The random harmonic series is
$$\sum_{n=1}^{\infty}\frac{s_{n}}{n},$$
where the values $s_n$ are independent and identically distributed random variables that take the two values $+1$ and $-1$ with equal probability $\tfrac12$. It converges with probability 1, as can be seen by using the Kolmogorov three-series theorem or of the closely related Kolmogorov maximal inequality. The sum of the series, which can be rearranged as an infinite sum of uniform variables on $[-\tfrac1{2n+1}, \tfrac1{2n+1}]$ with probability 1, is a random variable whose probability density function is
$$\begin{aligned}
g(x) &= \frac1\pi \int_0^\infty \cos(xt) \prod_{n=0}^\infty \frac{\sin(2t/(2n+1))}{2t/(2n+1)} dt \\
&= \frac1\pi \int_0^\infty \cos(xt) \prod_{n=1}^\infty \cos(t/n) dt.
\end{aligned}$$
This function is close to $\tfrac14$ for values between $-1$ and $1$, with the $g(0) \approx 0.2499943958$ to ten decimal places. It decreases asymptotically like a normal distribution for values greater than $3$ or less than $-3$. Intermediate between these ranges, at the values $\pm 2$, the probability density is $\tfrac18-\varepsilon$ for a nonzero but very small value $\varepsilon< 10^{-42}$.

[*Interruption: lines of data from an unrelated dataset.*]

PR #10955, opened 2026-06-18
Process videos on web with WebCodecs

vineyardbovines:
## Summary

- Use the WebCodecs API (via `mediabunny`) for web video transcoding when the browser supports it, with a fallback to the existing browser-API path.
- When WebCodecs is available, skip the upfront filesize gate so larger source videos can be processed in-browser.
- Replace the old `pickVideo.ts` / `pickVideo.web.ts` modules with a slimmer `metadata.ts` / `metadata.web.ts` split focused on getting video metadata; native still uses `react-native-compressor` so draft-restore keeps working.

## Test plan

- [x] Supported codecs: mp4/h264, mp4/avi, hevc, webm (some [test videos here](https://test-videos.co.uk/vids/bigbuckbunny/mp4/h264/1080/Big_Buck_Bunny_1080_10s_5MB.mp4))
- [x] Web (WebCodecs-capable browser, e.g. recent Chrome): pick a video larger than the legacy filesize limit and confirm transcoding + preview work.
- [x] Web (no WebCodecs, here's a link to [Firefox 129](https://ftp.mozilla.org/pub/firefox/releases/129.0/mac/en-US/)): confirm fallback to browser APIs still produces a valid preview and the legacy filesize gate still rejects oversized videos.
- [x] Web: GIF picker still works and the GIF preview renders.
- [x] Web: paste-a-video flow still produces a preview.
- [x] Web: restore a draft that contains a video.
- [ ] Native (iOS + Android): pick a video, confirm transcode/preview unchanged.
- [ ] Native: restore a draft that contains a video.


src/lib/media/video/compress.web.ts
```diff
@@ -1,56 +1,316 @@
...
 import {type CompressedVideo} from './types'
 
-// doesn't actually compress, converts to ArrayBuffer
+const TARGET_BITRATE = 3_000_000 // 3mbps, matches native
+const MAX_DIMENSION = 1920 // matches native
+const MIN_SIZE_FOR_COMPRESSION = 25 * 1000 * 1000 // 25mb, matches native
+
+// Codecs to try in order of preference
+// avc (H.264) is most compatible, vp9/vp8 are fallbacks for WebM
+const VIDEO_CODECS: VideoCodec[] = ['avc', 'hevc', 'vp9', 'vp8']
```
estrattonbailey: If these consts are shared, let's move them into a video specific const file someplace logical

src/lib/media/video/compress.web.ts
```diff
@@ -1,56 +1,316 @@
...
+    await conversion.execute()
+  } finally {
+    input.dispose()
+  }
+
+  const elapsed = performance.now() - startTime
+  const bytes = target.buffer
+
+  if (!bytes) {
+    throw new Error('MediaBunny compression produced no output')
```
estrattonbailey: When does this happen? If this is surfaced to the user we may want to use a better error message and log this to Sentry

src/lib/media/video/compress.web.ts
estrattonbailey: Should include the other consts in this file too probably? Or maybe the codecs and the container formats we want live next to these utils, that's fine too since they're kinda tied together.

estrattonbailey (approved):
LGTM

src/lib/media/video/compress.web.ts
vineyardbovines: Moved the three shared knobs (TARGET_BITRATE, MAX_DIMENSION, MIN_SIZE_FOR_COMPRESSION) into `src/lib/media/video/constants.ts` as `COMPRESSION_TARGET_BITRATE`, `COMPRESSION_MAX_DIMENSION`, `COMPRESSION_MIN_SIZE_BYTES` — same names #10954 will need so the file unions cleanly when both PRs land. Codec lists stayed local per your follow-up.

src/lib/media/video/compress.web.ts
vineyardbovines: This shouldn't happen — `BufferTarget.buffer` is null after `conversion.execute()` resolves cleanly, which is an internal-state edge in mediabunny. Not user-surfaced (the outer `compressVideo` catches and falls back to the original blob, line 62-66), but added a `logger.error` so Sentry captures the condition if it ever fires in the wild. Throw message now says "Compression produced empty output" — no implementation name in the user path.

PR #10956, opened 2026-06-18
Set a min height on native Menus

ds-boyce:
Stops single-item menus from being clipped on iOS.

| Before | After |
| - | - |
| before | after |

### DIFF
--- a/src/components/Menu/index.tsx
+++ b/src/components/Menu/index.tsx
@@ -6,12 +6,10 @@ import {
   View,
   type ViewStyle,
 } from 'react-native'
-import {msg} from '@lingui/core/macro'
-import {useLingui} from '@lingui/react'
-import {Trans} from '@lingui/react/macro'
+import {Trans, useLingui} from '@lingui/react/macro'
 import flattenReactChildren from 'react-keyed-flatten-children'
 
-import {atoms as a, useTheme} from '#/alf'
+import {atoms as a, native, useTheme} from '#/alf'
 import {Button, ButtonText} from '#/components/Button'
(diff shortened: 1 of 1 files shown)


src/components/Menu/index.tsx
```diff
@@ -110,7 +110,9 @@ export function Outer({
       <Dialog.Handle />
       {/* Re-wrap with context since Dialogs are portal-ed to root */}
       <Context.Provider value={context}>
-        <Dialog.ScrollableInner label={_(msg`Menu`)}>
+        <Dialog.ScrollableInner
+          label={l`Menu`}
+          contentContainerStyle={native({minHeight: NATIVE_MENU_MIN_HEIGHT})}>
```
ds-boyce: The core change is here.

estrattonbailey:
This is pry fine, but do we know why this menu doesn't just adapt to the height of the single button in the first place?

ds-boyce:
I don’t think so. In the past, we’ve added a “Cancel” or “Done” button to avoid the issue. I can spend some time trying to figure out the root cause.

ds-boyce:
Ok so it’s an issue specific to iOS 26 and how it [calculates the safe area for the bottom sheet](https://github.com/bluesky-social/social-app/blob/main/modules/bottom-sheet/ios/SheetViewController.swift#L36-L45). Setting `minHeight` is the smallest change necessary to address it without mucking around in the native module, which would affect every bottom sheet.

I further scoped the change to `ios`-only so at least we’re only applying it where it’s needed.

estrattonbailey (approved):
Sweet sg

PR #10970, opened 2026-06-21
WSOD when trying to create account from starter pack on non-default provider

c960657:
An infinite update loop in `useSetActiveStarterPack` causes WSOD when trying to create account from starter pack on non-default provider.

### Steps to reproduce
1. When logged out, go to a starter packer, e.g. https://bsky.app/starter-pack/bsky.app/3livawpa7d326
2. Click the _Join Bluesky_ button.
3. Next to _You are creating an account on_, click on _Bluesky Social_.

## Expected result
The _Choose your account provider_ dialogue opens.

## Actual result
White screen of death.

## Fix
`useSetActiveStarterPacks` returned a callback that closed over the current landing (for debugging logging) and wrote a fresh object on every call. Each call changed the landing, which gave the callback a new identity, which re-ran `useLandingEntry`'s effect, which called it again – a loop React aborts with "Maximum update depth exceeded".

Read the previous landing via the functional updater instead of closing over it, so the callback only depends on the stable `setLanding` and keeps a stable identity.

### DIFF
--- a/src/state/shell/landing.tsx
+++ b/src/state/shell/landing.tsx
@@ -1,4 +1,10 @@
-import {createContext, useContext, useState} from 'react'
+import {
+  createContext,
+  type Dispatch,
+  type SetStateAction,
+  useContext,
+  useState,
+} from 'react'
 
 import {logger} from '#/logger'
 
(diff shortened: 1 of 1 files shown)


c960657:
A simpler fix would be to just remove the `logger.debug` call.

mozzius (approved):

PR #10972, opened 2026-06-22
Add new chat notification preferences

ds-boyce:
Two new app settings for message and message request notifications:

https://github.com/user-attachments/assets/3a2005f5-b240-40f6-a1ae-8197c5bdaeba

Both are also available via chat settings for convenience:

https://github.com/user-attachments/assets/290d4711-532c-48bf-8e2f-527936330e94

### DIFF
--- a/src/components/dialogs/NotificationSettingsDialog.tsx
+++ b/src/components/dialogs/NotificationSettingsDialog.tsx
@@ -1,8 +1,10 @@
 import {View} from 'react-native'
-import {type AppBskyNotificationDefs} from '@atproto/api'
 import {Trans, useLingui} from '@lingui/react/macro'
 
-import {useNotificationSettingsQuery} from '#/state/queries/notifications/settings'
+import {
+  type NotificationSettingsPreferenceName,
+  useNotificationSettingsQuery,
+} from '#/state/queries/notifications/settings'
 import * as SettingsList from '#/screens/Settings/components/SettingsList'
 import {PreferenceControls} from '#/screens/Settings/NotificationSettings/components/PreferenceControls'
 import {atoms as a, useTheme, web} from '#/alf'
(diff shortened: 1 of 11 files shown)


ds-boyce:
@claude please review

ds-boyce:
> Chat service failure leaves the dialogs spinning forever (medium)

Addressed by splitting the queries.

> Does the chat putPreferences endpoint accept partial updates? (please confirm)

Confirmed.

> App-level chat preference is now silently dropped

Intentional, added a comment.

src/components/dialogs/NotificationSettingsDialog.tsx
```diff
@@ -55,7 +59,13 @@ function NotificationSettingsDialogInner({
 }: Omit<NotificationSettingsDialogProps, 'icon'>) {
   const t = useTheme()
   const {t: l} = useLingui()
-  const {data: preferences, isError} = useNotificationSettingsQuery()
+  const isChat = isChatPreferenceName(name)
+  const appQuery = useNotificationSettingsQuery({enabled: !isChat})
+  const chatQuery = useChatNotificationSettingsQuery({enabled: isChat})
+  const isError = isChat ? chatQuery.isError : appQuery.isError
+  const preference = isChatPreferenceName(name)
```
estrattonbailey: Duplicate check here :P

src/screens/Messages/Settings.tsx
```diff
@@ -237,6 +250,54 @@ export function MessagesSettingsScreenInner({}: Props) {
...
+                </Text>
+                <NotificationPreferenceSubtitle
+                  preference={chatNotificationSettings?.chat}
+                  isLoading={!chatNotificationSettings}
+                  isError={chatSettingsError}
+                />
+              </View>
+              <ChevronRightIcon style={[a.ml_2xs, t.atoms.text]} size="lg" />
+            </Toggle.Item>
+            <Toggle.Item
```
estrattonbailey: Wait, these shouldn't be `Toggle.Item`, they should just be a pressable. Their aria type is a checkbox rn, just needs to be a button. Same for data export, which predates this PR.

estrattonbailey (approved):
Looks great, couple of small things

PR #10977, opened 2026-06-24
Add icon to AppLanguageDropdown

iLynxcat:
Related to #10978 

Adds the Earth icon (from the Languages page in Settings) to the language picker.

The goal is to signify that "this is the language picker" without requiring the user to parse "English"

**Also bundled in:** Improves the language picker to use `cursor: pointer` for hovered items in the list. Right now, it uses the default cursor and switches to the I-beam when hovering the text of an item.

### RightNav

Logged-out feed with expanded right nav

### LeftNav

Logged-out feed

### Signup

Signup page

### SplashScreen

Splash screen


estrattonbailey (approved):
Nice I dig 👍

PR #10978, opened 2026-06-24
signup: align "Contact support" to the right on larger displays

iLynxcat:
Related to #10977

Realigns the "Contact support" text to the right on the signup flow. Improves clarity versus squishing it against the language picker

**Only tested on web**

## Screenshots

Before:
Signup flow with left aligned support hint, next to language picker

After (this PR):
Signup flow with right aligned support hint, below Next button


iLynxcat:
updated to only change the alignment when gtMobile breakpoint passes, preserves design on mobile & smaller screens

estrattonbailey (approved):
Thanks!

PR #10982, opened 2026-06-24
Focus composer input when editable

ds-boyce:
The `autoFocus` prop only has an effect when the component is first mounted, so if `editable` is `false` initially, as it is with the chat composer while we show the loading state, then the input never receives focus.

Using an effect that focuses the input when `editable` is `true` addresses the issue.


estrattonbailey (approved):

ds-boyce:
> One thing worth a manual confirm (non-blocking, web keyboard nav):

Tested this locally and focus returns to the trigger as intended.

PR #10985, opened 2026-06-24
Increase unread cap to 99+

ds-boyce:
The cap was increased here: https://github.com/bluesky-social/atproto/pull/5145

Also no longer artificially bumps the count by 1 if there are one or more incoming chat requests. The count simply and accurately reflects the number of unread messages.

Also fixes the `hasUnreadConvos` condition for the “Mark all as read” button for requests, which was using the first page of results instead of the new count query.

### DIFF
--- a/src/screens/Messages/components/InboxRequests.tsx
+++ b/src/screens/Messages/components/InboxRequests.tsx
@@ -1,11 +1,13 @@
 import {plural} from '@lingui/core/macro'
 import {useLingui} from '@lingui/react/macro'
 
-import {UNREAD_REQUEST_CAP} from '#/state/queries/messages/get-unread-counts'
 import {atoms as a} from '#/alf'
 import {ButtonIcon, ButtonText} from '#/components/Button'
 import {Inbox_Stroke2_Corner2_Rounded as InboxIcon} from '#/components/icons/Inbox'
 import {Link} from '#/components/Link'
+
+// The server caps unreadRequestConvos at 11, where 11 means "any more than 10".
+const REQUEST_COUNT_CAP = 11
 
 export function InboxRequests({
   count,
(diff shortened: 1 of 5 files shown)


src/screens/Messages/components/InboxRequests.tsx
```diff
@@ -30,8 +28,8 @@ export function InboxRequests({
       })
     : overflow
       ? l({
-          message: `10+ requests`,
-          comment: 'Displayed when the number of requests is greater than 10',
+          message: `${UNREAD_REQUEST_CAP - 1}+ requests`,
+          comment: 'Displayed when the number of requests exceeds the cap',
```
surfdude29, line 32:
```suggestion
          comment: 'Displayed when the number of requests exceeds the cap – for example, 99+ requests',
```
nit: Suggest amending the comment for translators here to give an example of what the string will be with the cap set at its current level

src/view/shell/bottom-bar/BottomBar.tsx
```diff
@@ -242,12 +242,17 @@ export function BottomBar({navigation}: BottomTabBarProps) {
...
-                  ? l({
-                      message: plural(numUnreadMessages.numUnread ?? 0, {
-                        one: '# unread item',
-                        other: '# unread items',
-                      }),
-                    })
+                  ? numUnreadMessages.numUnread?.includes('+')
+                    ? l({
+                        message: `${numUnreadMessages.numUnread} unread items`,
+                        comment: 'For example, 99+ unread items',
```
surfdude29:
```suggestion
                        comment: 'Accessibility hint for the bottom bar chat icon when the number of unread messages exceeds the cap, with the + symbol already included – for example, 99+ unread items',
```
nit: Suggest expanding this comment for translators to add clarity on context and mention explicitly that the `+` symbol is already included

estrattonbailey (approved):

Issue #10966, opened 2026-06-20
Rename the new 'Invite Friends' dialog on native to 'Share Profile'


RetroSunstar:
### Describe the Feature

Currently the new share button on the header of a users own profile will open a menu entirely referrred to in the format of inviting a friend

Every function in this new menu can be used outside of a friends context, but more importantly nothing about this menu is of an "inviting" nature

All this menu does is give you a link to your profile, and nothing about a link to the users profile would trigger a response that's on-par with inviting them to something

The 'Share Profile' naming scheme is just simply accurate for this

### Attachments

[Bluesky.png](https://github.com/user-attachments/assets/c28aa034-c897-492e-8888-a9ec39e4ef7e)
[Example.png](https://github.com/user-attachments/assets/53c1edb3-e7e2-4e18-a823-77138adf4639)

### Additional Context

Sharing a QR code can be useful for content creators, and thus the scan QR code function works to scan things on a screen quickly (not just in person scanning)

The 'Share Link' button has the exact same function as the 'Share via...' menu item and takes the same number of clicks to get to

The copy link field is just a box with the link to your profile

There is no prompt to follow the user, there is no prompt to make an account, and there is nothing outside of the experience of clicking the task bar and putting that link somewhere else

Even the icon for this feature is usually understood to mean sharing something

While changing the name of single piece of text in a header is super simple, it'd be more about the filenames and if those should be changed too 🐙

PR #10987, opened 2026-06-25
Change dialog label and header from 'Invite Friends' to 'Share Profile'

gabecodez:
Related to #10966 

Here is how I went about changing it, but if this were to be a change that the team wants to do, should all references to the InviteFriends be changed to ShareProfile or something similar as OP mentioned or should only the on-screen text be changed?

(I am very new to contributing on GitHub and am trying to learn how to be better. Please do not hesitate to offer critique or close this Pull Request. Thank you!)


abenzer:
@estrattonbailey i agree with this change

PR #10989, opened 2026-06-25
Hide autocomplete suggestions when input loses focus

ds-boyce:
Fixes an issue where it would remain visible if you opened the composer after entering a search term.

https://github.com/user-attachments/assets/fc28051a-4857-41f5-b562-5ec079d5cc22


ds-boyce:
> One thing worth verifying before merge (non-blocking)

Verified this locally.

estrattonbailey (approved):

PR #278, opened 2026-07-15
feat(eval): add per-query metrics and query grouping

henrycgbaker:

---

## Summary

4th in eval-scoring stack (design: `docs/design/eval-scoring-metrics.md`). Adds the pure computation layer that turns row-level labels into the per-query values each corpus metric averages over:

- `core/eval/grouping.py` — groups a validated score frame into per-query values for all three tasks. Retrieval is the special case: chunk rows are grouped by `record_uuid` and ordered by `chunk_rank` into per-query ranked lists; grounding/generation are one row per query.
- `core/eval/metrics.py` — the metric primitives (precision@K, sufficiency hit/rate@K, misleading-context rate@K, MRR@K, NDCG@K, and the proportion helpers) plus `corpus_mean`, computed on the per-query values.
- No API/CLI wiring here — both modules are dormant at merge and consumed by the scoring API (next PR in the stack). No dependency on the uncertainty work in #275; this is an independent sibling.

## Test plan

- [x] `pytest tests/unit/core/eval/test_grouping.py tests/unit/core/eval/test_metrics.py` — 33 passed (per-query grouping across tasks, retrieval rank ordering, each metric primitive incl. edge cases, corpus mean).
- [x] CI passes.

### DIFF
--- a/src/pragmata/core/eval/grouping.py
+++ b/src/pragmata/core/eval/grouping.py
@@ -1,0 +1,89 @@
+"""Group validated eval score frames into the per-query values metrics consume.
+
+The scoring resampling unit is the query (``record_uuid``). Retrieval rows are
+grouped into queries and each query's chunks ordered by ``chunk_rank`` before the
+per-query retrieval formulas run; grounding and generation carry one row per
+query, so their per-query values are the row-level labels directly.
+
+Each function returns ``{report_field_name: [per-query value, ...]}`` in a stable
+query order (first appearance), which the scoring layer turns into point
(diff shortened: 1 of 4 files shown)


ddimmery (approved):
This looks fine, but I'm a bit concerned about the lack of validation, e.g. of ranks. I think this is a bigger problem than this diff, though.

henrycgbaker:
> This looks fine, but I'm a bit concerned about the lack of validation, e.g. of ranks. I think this is a bigger problem than this diff, though.

raised as issue #287

PR #279, opened 2026-07-15
feat(eval): add pragmata.eval.score scoring API

henrycgbaker:

---

## Summary

thin `pragmata.eval.score` API orchestration:

- **`api/eval.py: score(...)`** - pure orchestration, no implementation logic: resolve settings → resolve input (`resolve_eval_score_input`) → ingest (`import_eval_score_frame`) → assemble (`build_score_report`) → write `*_scores.json`, wrapped in `error_log`. All maths lives in `core/`.
- **`EvalScoreSettings`** - extends main's stub: renames `labeled_input_path`→`path`, adds `export_id`, `prediction_id`, and the uncertainty params (`n_resamples`, `ci`, `seed`). Selectors are mutually exclusive (enforced in `resolve_eval_score_input`), with a latest-export fallback when none is given.
- All optional API params use the `UNSET` sentinel (matching `train_evaluator`) so config/env/default resolution works.
- **`pragmata.eval.score`** exported alongside `train_evaluator`.

## NB
- `prediction_id` raises `NotImplementedError` (lands with `eval predict`); interim no-selector fallback is the latest annotation export.

### DIFF
--- a/src/pragmata/api/eval.py
+++ b/src/pragmata/api/eval.py
@@ -1,14 +1,23 @@
 """API orchestration for evaluation workflows."""
 
+from datetime import UTC, datetime
 from pathlib import Path
 from typing import Any
 
+from pragmata.api._error_log import error_log
 from pragmata.core.eval.export import export_eval_train_meta
-from pragmata.core.eval.imports import import_eval_predict_frame, import_eval_train_frame
+from pragmata.core.eval.imports import (
+    import_eval_predict_frame,
+    import_eval_score_frame,
+    import_eval_train_frame,
+)
+from pragmata.core.eval.scoring import ScoreReport, build_score_report
 from pragmata.core.eval.tlmtc_adapters import run_tlmtc_predict, run_tlmtc_train
 from pragmata.core.eval.transforms import build_tlmtc_frame
 from pragmata.core.paths.eval_paths import (
     resolve_eval_predict_paths,
+    resolve_eval_score_input,
+    resolve_eval_score_paths,
     resolve_eval_train_meta_path,
     resolve_eval_train_paths,
     resolve_eval_train_run_id,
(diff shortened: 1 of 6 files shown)


src/pragmata/api/eval.py
```diff
@@ -194,3 +207,98 @@ def predict_labels(
...
+            ``"generation"``).
+        n_resamples: Bootstrap iterations for the continuous metrics. Defaults to 1000.
+        ci: Confidence level for every interval. Defaults to 0.95.
+        seed: Optional RNG seed for reproducible bootstrap intervals.
+        config_path: Path to a YAML configuration file.
+
+    Returns:
+        The task-specific score report, also written to ``*_scores.json``.
+
+    Raises:
```
ddimmery, line 254: Also raises `ValueError` from `_require_at_most_one_selector` according to Claude.

src/pragmata/api/eval.py
```diff
@@ -194,3 +207,98 @@ def predict_labels(
...
+        report = build_score_report(
+            frame,
+            task=settings.task,
+            ci=settings.ci,
+            n_resamples=settings.n_resamples,
+            seed=settings.seed,
+            source=resolved.source,
+            created_at=datetime.now(UTC),
+        )
+        match settings.task:
```
ddimmery, line 297: could use a default case to provide informative errors if a Task were added.

src/pragmata/api/eval.py
```diff
@@ -194,3 +207,98 @@ def predict_labels(
...
+            "task": task,
+            "n_resamples": n_resamples,
+            "ci": ci,
+            "seed": seed,
+        },
+    )
+    workspace = WorkspacePaths.from_base_dir(settings.base_dir)
+    score_paths = resolve_eval_score_paths(workspace=workspace, score_id=settings.score_id).ensure_dirs()
+
+    with error_log(score_paths.tool_root):
```
ddimmery: This resolves to `eval/` rather than under anything score specific. This is also how annotation modules work, but not how querygen works. This is an inconsistency worth fixing at some point. Probably easier to just fix rather than filing an issue.

ddimmery (approved):
The design doc should be updated to align with this diff:
- `labeled_input_path` and `prediction_run_id` should be updated
- Precedence open question was resolved, should be updated

PR #280, opened 2026-07-15
feat(eval): add pragmata eval score CLI subcommand

henrycgbaker:

---

## Summary

`pragmata eval score` CLI subcommand - the top of the eval-score stack, a thin Typer wrapper 1:1 over `pragmata.eval.score`.

- `eval score --task ... [--path P | --export-id ID | --prediction-id ID] [--score-id] [--base-dir] [--n-resamples] [--ci] [--seed] [--config]` maps each flag to the API (UNSET when omitted), then renders each metric as `point [lo, hi] (method, n)` (`n/a` for an absent conditional metric).
- Adds `ScoreReport.metric_scores()` on the three report schemas (display-ordered `(name, metric)` pairs) - the CLI's render helper, folded here (its only consumer) rather than restacking the schema slice.

## Finalised naming (this stack)

Selector and provenance-kind are consistent per concept:

| selector / CLI flag | provenance `kind` |
|---|---|
| `--path` | `direct_path` |
| `--export-id` | `annotation_export` |
| `--prediction-id` | `model_prediction` |

### DIFF
--- a/src/pragmata/cli/commands/eval.py
+++ b/src/pragmata/cli/commands/eval.py
@@ -163,7 +163,7 @@ def score_command(
     typer.echo(f"\n{report.task.value} scores (n={report.n_examples}, {report.ci_level:.0%} CI):")
     for name, metric in report.metric_scores():
         if metric is None:
-            typer.echo(f"  {name}: n/a (no cited examples)")
+            typer.echo(f"  {name}: n/a (not computed)")
         else:
             typer.echo(
                 f"  {name}: {metric.point:.3f} "
--- a/src/pragmata/cli/commands/eval.py
+++ b/src/pragmata/cli/commands/eval.py
@@ -6,7 +6,7 @@ from pragmata import eval
 from pragmata.api import UNSET
 from pragmata.cli.parsing import parse_cli_value
 
-eval_app = typer.Typer(help="Evaluation commands.")
+eval_app = typer.Typer(help="Evaluation commands.", no_args_is_help=True)
 
 
 @eval_app.command("train-evaluator")
--- a/src/pragmata/cli/commands/eval.py
+++ b/src/pragmata/cli/commands/eval.py
@@ -86,3 +86,86 @@ def train_evaluator_command(
     typer.echo(f"run_id: {result.paths.run_id}")
     typer.echo(f"run_directory: {result.paths.run_dir}")
     typer.echo(f"model_directory: {result.paths.model_dir}")
+
+
+@eval_app.command("score")
+def score_command(
+    task: str | None = typer.Option(
+        None,
+        "--task",
+        help="Eval task to score: retrieval, grounding, or generation.",
+    ),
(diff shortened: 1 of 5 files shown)


src/pragmata/core/schemas/eval_output.py
```diff
@@ -89,6 +89,17 @@ class RetrievalScoreReport(BaseModel):
...
 
+    def metric_scores(self) -> list[tuple[str, MetricScore | None]]:
+        """The report's metrics in display order, each paired with its field name."""
+        return [
+            ("topical_precision_at_k", self.topical_precision_at_k),
+            ("sufficiency_hit_at_k", self.sufficiency_hit_at_k),
+            ("sufficiency_rate_at_k", self.sufficiency_rate_at_k),
+            ("misleading_context_rate_at_k", self.misleading_context_rate_at_k),
+            ("mean_reciprocal_rank_at_k", self.mean_reciprocal_rank_at_k),
+            ("ndcg_at_k", self.ndcg_at_k),
```
ddimmery, line 100: These are already defines as fields in the `RetrievalScoreReport` class, so this is kind of a redefinition as you could infer these based on the `RetrievalScoreReport.model_fields` and check for `MetricScore` typed fields. This is also not particularly simple, so I think I'd leave this as-is unless you see a cleaner approach.

tests/unit/cli/test_cli_eval.py
```diff
@@ -79,7 +82,7 @@ def fake_train_evaluator(**kwargs: Any) -> _TrainResult:
 
         monkeypatch.setattr("pragmata.eval.train_evaluator", fake_train_evaluator)
 
-        result = runner.invoke(eval_app, [])
+        result = runner.invoke(eval_app, ["train-evaluator"])
```
ddimmery, line 98: The bare invocation of `pragmata eval` has changed. I don't know of any documentation on this, but if it exists it should be updated to note.

src/pragmata/cli/commands/eval.py
```diff
@@ -86,3 +86,86 @@ def train_evaluator_command(
...
+        n_resamples=UNSET if n_resamples is None else n_resamples,
+        ci=UNSET if ci is None else ci,
+        seed=UNSET if seed is None else seed,
+        config_path=UNSET if config_path is None else config_path,
+    )
+
+    typer.echo(f"\n{report.task.value} scores (n={report.n_examples}, {report.ci_level:.0%} CI):")
+    for name, metric in report.metric_scores():
+        if metric is None:
+            typer.echo(f"  {name}: n/a (no cited examples)")
```
ddimmery: This is correct because the only optional metric is `conditional_fabrication_rate`, but that assumption probably shouldn't be made here. I'd make the message more generic and less informative to resolve this generally. Something like `n/a (not computed)` or `n/a (undefined for this corpus)`

ddimmery (approved):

===Depleted harmonic series===

The depleted harmonic series where all of the terms in which the digit 9 appears anywhere in the denominator are removed can be shown to converge to the value 22.92067661926415034816.... In fact, when all the terms containing any particular string of digits (in any base) are removed, the series converges.